Stored data
PR #600, opened 2026-01-16
fix: standardize CLI flags to use hyphens

SequeI:
#### Summary

Use hyphens instead of underscores for all CLI flags (e.g., --trust-config instead of --trust_config). Underscore variants still accepted via token_normalize_func for backwards compatibility.

I noticed a bunch of inconsistencies, using hyphens strictly going forward would be most consistent imo but I do not mind if we standardize across underscores. Biggest issues found were the following inconsistent commands

1. `"--ignore-git-paths/--no-ignore-git-paths"` (inconsistent with the command below which is near identical)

EXERCISE BRIEF:
Word for word, write out the entries above again.

TASK SOLUTION:
PR #600, opened 2026-01-16
fix: standardize CLI flags to use hyphens

SequeI:
#### Summary

Use hyphens instead of underscores for all CLI flags (e.g., --trust-config instead of --trust_config). Underscore variants still accepted via token_normalize_func for backwards compatibility.

I noticed a bunch of inconsistencies, using hyphens strictly going forward would be most consistent imo but I do not mind if we standardize across underscores. Biggest issues found were the following inconsistent commands

1. `"--ignore-git-paths/--no-ignore-git-paths"` (inconsistent with the command below which is near identical)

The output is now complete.